ASSIGNED TASK:
List all lines of the data that include the string "makes".

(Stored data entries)
Start of Block

PR #789, opened 2018-03-14
Improve social_comment_upload module quality

Kingdutch:
This pull request makes no functional changes to the social_comment_upload module but attempts to improve the contained code and avoid bugs in the future.

It makes the following changes (see the related commits for proper explanations):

End of Block

ANSWER:
This pull request makes no functional changes to the social_comment_upload module but attempts to improve the contained code and avoid bugs in the future.
It makes the following changes (see the related commits for proper explanations):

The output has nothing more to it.